R-SeriesH-SeriesS-SeriesG-Series

All-Flash Storage Support for a High-Speed File System

2U 4 Nodes for a High Density Virtualized Compute Cluster

Dense HDD Capacity for Scale-Out Block or Object Storage

Dense GPGPU Capacity for a GPU-Compute Cluster

GIGABYTE has a rich product family of server systems designed for Intel’s 2nd Generation Xeon® Scalable Family platform, and are engineered to support the full family of different Xeon® Scalable SKUs that are workload optimized to support different applications, making your GIGABYTE server ideal for a myriad of use cases, from enterprise IT and database, cloud and storage to the most high-demand HPC workloads.

GIGABYTE’s 2nd Generation Intel® Xeon® Scalable Family processor servers also come ready to support Intel® Optane™ DC Persistent Memory, a revolutionary new product that re-defines traditional memory & storage architectures by filling the gap between DRAM, which is ultra-fast but low capacity and expensive, and SSDs, which are higher capacity and more affordable but slower, by enabling a large persistent memory tier between DRAM and SSDs that’s fast and affordable.

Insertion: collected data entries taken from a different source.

PR #827, opened 2021-10-09
ChatWindow close button now works.

JJtheGerman:
## Summary

The ChatWindows close button now actually closes the window.

## Changes to Files

ChatWindow.cs - Now has a new function for toggling itself.
ToggleWindow.cs - Now just uses the new function in ChatWindow.cs instead

## Technical Notes (optional)

New change doesn't need to iterate over all game objects everytime the user wants to toggle the chat.
_Pretty sure the ChatWindow should have implemented this funcitonality from the start instead of having a seperate class in a different file do it._


Ryan089:
Hi @JJtheGerman, thanks for this contribution. I've had a very brief look at the PR. I believe that the current behaviour of the chat window close button is intentional, although I will ask the project lead to confirm that. However, the current behaviour is not necessarily very intuitive, so perhaps we need to work out how to better design the user interface.

There are two similar but discrete actions that are involved here:
- **Minimising the chat interface** by clicking on the chat icon. This hides the interface, but keeps active all of the tabs that the user has set. When the user unhides the interface, all of these tabs are still available.
- **Closing a specific tab** by clicking on the close button (X) in the top right corner of the interface. This keeps the chat interface open, but deletes the particular tab in question. What may create the perception of the close button not working is the fact that you are not permitted to close the "All" tab, which is the only tab that starts open.

What this PR appears to do is remove the ability to close a specific tab, and minimises the chat interface instead.

@cosmiccoincidence, request your review and confirmation (or otherwise) of my comments.

JJtheGerman:
@Ryan089 ah yes that makes sense. I could just change the close tab code to check if its the "All" tab and if it is just hide the chat.

Ryan089:
Thanks! I'll do a review tonight and hopefully get it merged. I agree that it did feel buggy that the close button didn't do anything for the "All" tab.

> I don't actually quite understand the UX of the chat window so I won't mess with it anymore.

You are absolutely welcome to mess around trying to fix any issues you see in anything - that's a great thing about this project. Just because something is currently implemented a particular way, it doesn't mean that's the best way it could be done. Ultimately, the game will be shaped by the people who code it, so the more people involved, the better! If you aren't sure if something is working as intended or not, you are also welcome to either ask in the appropriate channel on the Discord, or raise an issue on github, and we can clarify.

Cheers,

Ryan

cosmiccoincidence:
Hi JJ, sorry for the wait. I'm fine with the change itself as it seems logical, we did intend to add a new button like a minimize button but I think your change will suffice, at least for now.

I did notice though that I can no longer toggle the chat window open/close using <kbd>C</kbd>, this should be fixed before being merged.

stilnat:
@JJtheGerman  @cosmiccoincidence  what's the state of this PR ? Cosmic, apart from the toggling using keyboard, is there any other issues you noticed that should be solved before merging ? JJ, do you plan to work back on it ? Sorry for the long wait, things can get pretty slow at times in SS3D.

cosmiccoincidence:
> @JJtheGerman @cosmiccoincidence what's the state of this PR ? Cosmic, apart from the toggling using keyboard, is there any other issues you noticed that should be solved before merging ? JJ, do you plan to work back on it ? Sorry for the long wait, things can get pretty slow at times in SS3D.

Intel® Optane™ DC Persistent Memory modules integrate seamlessly into existing DDR4 DIMM slots on each GIGABYTE server, and use Intel’s 3D Xpoint™ memory technology, which unlike DRAM retains data after power is removed.

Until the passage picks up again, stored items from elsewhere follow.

PR #828, opened 2021-10-10
[WIP] Better custom display of items in container

stilnat:
## Summary

Some containers such as the janicart should only accept some kind of items, and place them in appropriate places in the container. This is what this PR does. It also tidy up the janicart so that items on it would display at the right position when spawning.

When the container has a custom display (see picture below), it's now possible to define a list of transforms and of filters for each item the container can support. This can be used to tidy up a container that display items such as the janicart, or maybe even the locker.

The list of items that can be put at a given location is based on the trait/filter system to keep some flexibility.

Currently, custom display also influences the ability of an item to be stored or not completely, meaning that if there's no custom transform available with the right filter, it can't store it. Maybe we could add a bool so that some containers keep having this behavior ( which is wanted for the janicart), while others such as the locker still allow adding items without any custom position left. Maybe something like "can add out of custom display". 

## Pictures/Videos (optional)

This shows the list of custom displays transform and their filter on the janicart
image


cosmiccoincidence:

The high capacity, persistence and affordability compared to DRAM of Intel® Optane™ DC Persistent Memory will allow users to bring more data closer to the CPU, for faster time to insight. When paired with the 2nd Generation of Intel® Xeon® Scalable Family processors on GIGABYTE servers, users will see real performance, throughput and persistent advantages on many of the most memory bound workloads.